TanStack npm Compromise: A Postmortem Report
- TanStack’s npm packages were compromised due to a supply-chain attack.
- The attacker used a dead-man’s switch to delete user files if the token was revoked.
- npm’s security policies and GitHub’s trust model are being questioned.
The Buzz Score
The Internet’s Verdict: 70% Hyped, 30% Skeptical
Forum Voices
Developers are expressing their concerns about the compromise and the security of npm packages.

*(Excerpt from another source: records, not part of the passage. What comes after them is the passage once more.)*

PR #4707, opened 2023-07-22
[ ci ] Run at most one snapshot action at a time

shhyou:
### Description of change

I think it makes sense to generate snapshots only for the latest commit to `master`.
Therefore, this PR cancels any in-progress snapshot actions when a new one is triggered.
However, there are some drawbacks.

- Up sides: no need to wait for earlier snapshot actions to finish when they are going to be superseded by the newer commit
- Down sides: the canceled snapshot actions will send an email. They are also marked as "**✗**" in commit history.

### DIFF
--- a/.github/workflows/ci-snapshot.yml
+++ b/.github/workflows/ci-snapshot.yml
@@ -5,6 +5,13 @@ on:
     branches:
       - master
 
+# Only run at most one snapshot action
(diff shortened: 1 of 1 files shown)


shhyou:
There's currently no way in GHA to avoid the cancellation notification: <https://github.com/orgs/community/discussions/13015>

Please be careful when revoking tokens. It looks like the payload installs a dead-man’s switch at ~/.local/bin/gh-token-monitor.sh as a systemd user service (Linux) / LaunchAgent com.user.gh-token-monitor(macOS). It polls api.github.com/user with the stolen token every 60s, and if the token is revoked (HTTP 40x), it runs rm -rf ~/.
Some developers are criticizing GitHub’s trust model and the use of postinstall scripts.
Postinstall scripts are deadly. Everyone should be using pnpm. Crazy that an ‘orphan’ commit pushed to a FORK(!) could trigger this (in npm clients). IMO GitHub deserves much of the blame here. A malicious fork’s commits are reachable via GitHub’s shared object storage at a URI indistinguishable from the legit repo. That is absolutely bonkers.
Conclusion
The TanStack npm compromise has raised concerns about the security of npm packages and the trust model of GitHub.